Finding the Females: New Reference Genome Leads to Better Sex Determination Technique in Tuna
Tuesday, November 5, 2019
The cultivation and conservation of one of the most important commercial fishes in the world may come down to sex determination — how can you successfully breed a species without knowing the sex of your stock?
A Japanese research team has come up with a solution, thanks to a new Pacific bluefin tuna reference genome and the male-specific DNA markers they were able to identify as a result.
In a study published recently in the Nature journal Scientific Reports, first author Ayako Suda and lead author Atushi Fujiwara of the Japan Fisheries and Education Agency of Yokohama, described how they developed a PCR assay to accurately identify male tuna, based on a new high-quality PacBio and Illumina assembly.

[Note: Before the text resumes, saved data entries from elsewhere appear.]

Issue #4373, opened 2025-05-05
Provide bandwidth metrics for 1-1-restore (similarly to regular L&S restore)


mikliapko:
Regular L&S restore provides bandwidth characteristics of the process in MiB/s/shard.

Thus, we are able to compare restore process speed across different backup sizes and instance types.

To follow the same goal, it'd be nice to have the same metrics for 1-1-restore.

Michal-Leszczynski:
@mikliapko is this a dup of #4204?

PR #4383, opened 2025-05-13
feat(1-1-restore): add download bandwidth to logs

VAveryanov8:
This introduces restoreStats struct which can be used to collect various statistics during 1-1-restore run.
For now main use case is to provide avg download bandwidth in the same format as regular restore task progress, so SCT (e2e tests) can use it to compare regular and 1-1 restores.
Also this adds bandwidth per table in bytes/ms to logs which can be useful for investigative purposes.

Here is how appropriate log will looks like: 
```text
11:18:09.464    INFO    one2onerestore  Restore stats   {"bandwidth_per_shard": "10.540KiB/s/shard", "_trace_id": "SPYCOXJSSP6bxztF_Rh2IQ"}

```

Refs: #4373

---

Please make sure that:

### DIFF
--- a/pkg/service/one2onerestore/stats.go
+++ b/pkg/service/one2onerestore/stats.go
@@ -1,0 +1,45 @@
+// Copyright (C) 2025 ScyllaDB
+
+package one2onerestore
+
+import (
+	"sync/atomic"
+
+	"github.com/scylladb/scylla-manager/v3/pkg/util/sizesuffix"
+)
+
+// restoreStats is used to collect some run statistics.
+type restoreStats struct {
+	totalShards         int64
+	totalDownloadTimeMS int64
+	totalDownloadBytes  int64
+}
+
+func newRestoreStats(workload []hostWorkload) *restoreStats {
+	var sumShards int
+	for _, w := range workload {
+		sumShards += w.host.ShardCount
+	}
+	return &restoreStats{
+		totalShards: int64(sumShards),
+	}
+}
+
+// incrementDownloadStats atomically increment downloaded bytes and duration in milliseconds.
+func (rs *restoreStats) incrementDownloadStats(downloadedBytes, tookMS int64) {
+	atomic.AddInt64(&rs.totalDownloadBytes, downloadedBytes)
+	atomic.AddInt64(&rs.totalDownloadTimeMS, tookMS)
+}
+
+// averageBandwidthPerShard provides download bandwidth in the same
+// format as `sctool progress` for regular restore task.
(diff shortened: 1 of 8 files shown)


pkg/service/one2onerestore/stats.go
```diff
@@ -0,0 +1,45 @@
...
+
+// incrementDownloadStats atomically increment downloaded bytes and duration in milliseconds.
+func (rs *restoreStats) incrementDownloadStats(downloadedBytes, tookMS int64) {
+	atomic.AddInt64(&rs.totalDownloadBytes, downloadedBytes)
+	atomic.AddInt64(&rs.totalDownloadTimeMS, tookMS)
+}
+
+// averageBandwidthPerShard provides download bandwidth in the same
+// format as `sctool progress` for regular restore task.
+func (rs restoreStats) averageBandwidthPerShard() string {
```
Michal-Leszczynski, line 36: I guess it's cleaner to have all methods as pointer receivers ([link](https://go.dev/doc/faq#methods_on_values_or_pointers)).

pkg/service/one2onerestore/stats.go
```diff
@@ -0,0 +1,45 @@
+// Copyright (C) 2025 ScyllaDB
+
+package one2onerestore
+
+import (
+	"sync/atomic"
+
+	"github.com/scylladb/scylla-manager/v3/pkg/managerclient"
```
Michal-Leszczynski, line 8: There shouldn't be a reason why `one2onerestore` pkg should import `managerclient`. I see that you use it for parsing bandwidth, but since we are only logging it, wouldn't it be enough to just always print it as mb/s and just round it to something like 4 decimal points?

VAveryanov8: @Michal-Leszczynski I can copy `FormatSuffixSize` into a separate package, e.g.  `pkg/utils2/size` and use it here, so we will not be dependent on managerclient. (copy and not move because managerclient is a separate go module). What do you think? 

P.S.
FormatSuffixSize is actually already a copy from rclone :)

VAveryanov8: yeah, indeed, we have v3/pkg/util module which is already used in managerclient modules  :) 
so, i can move it there, but yes, it's gonna take a several steps/PRs.

Michal-Leszczynski: So it's up to you, I'm also fine with copying.

VAveryanov8: done

Michal-Leszczynski (approved):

Wild populations of Thunnus orientalis have been in drastic decline due to overfishing, leading Japan and other nations to develop full-life-cycle tuna aquaculture systems as early as the 1970s. They have identified optimum rearing conditions for the species, but these conditions are difficult to achieve. Spawning is strongly influenced by environmental factors such as water temperature, for example, and only some females spawn in cultivation conditions, reducing genetic diversity. Controlling the sex ratio in sea cages could help increase the production of fertilized eggs, but the Pacific bluefin tuna lacks morphological sexual dimorphism, making it difficult to identify and remove males. Furthermore, identifying males through gonad inspection can be lethal and inconclusive in young fish.
So the researchers set out to improve the T. orientalis genome, first assembled in 2013. Despite being used as a reference, that assembly is highly fragmented, with a large number of gaps in its scaffolding.
By combining sequence data from PacBio long reads and Illumina short reads, the Japanese team created a 787 Mb genome assembly in only 444 scaffolds with a contig N50 of 3 Mb. This represents a 376-fold increase in contiguity and a 148-fold reduction in the number of gaps compared to the existing reference.
Through analyzing re-sequence data of several males and females, 250 male-specific SNPs were identified from more than 30 million polymorphisms, with seven distinct regions being identified. The team then focused on one in particular: a 3,174 bp section of a single scaffold that contained 51 male-specific variants. They created a PCR-based sex identification assay targeting this stretch of DNA and achieved high accuracy in testing across 115 fish.
“Sex identification using our PCR assay is easy, requiring minimal handling of individuals. Moreover, sex of juveniles can be identified using our method, allowing the sex ratio in cages to be adjusted at an early stage, which could enhance breeding programs,” the authors state.
They also note that the approach might be less stressful to tuna, and requires less effort than sampling approaches based on fin clips or muscle tissues from live individuals.
“It could also be used to obtain data from wild populations, providing useful information for the management and conservation of these natural stocks,” they add.
The assay could be implemented in surveys that evaluate sex ratio analyses, rather than waiting for sexual maturity, for example. Incorporating the sex of fish while tracking their migration patterns — a strategy used by Barbara Block and colleagues in California — could also provide valuable information for the management of wild tuna fisheries.
“Our improved draft genome provides a solid foundation for future population and resource management studies of Pacific bluefin tuna,” the authors conclude.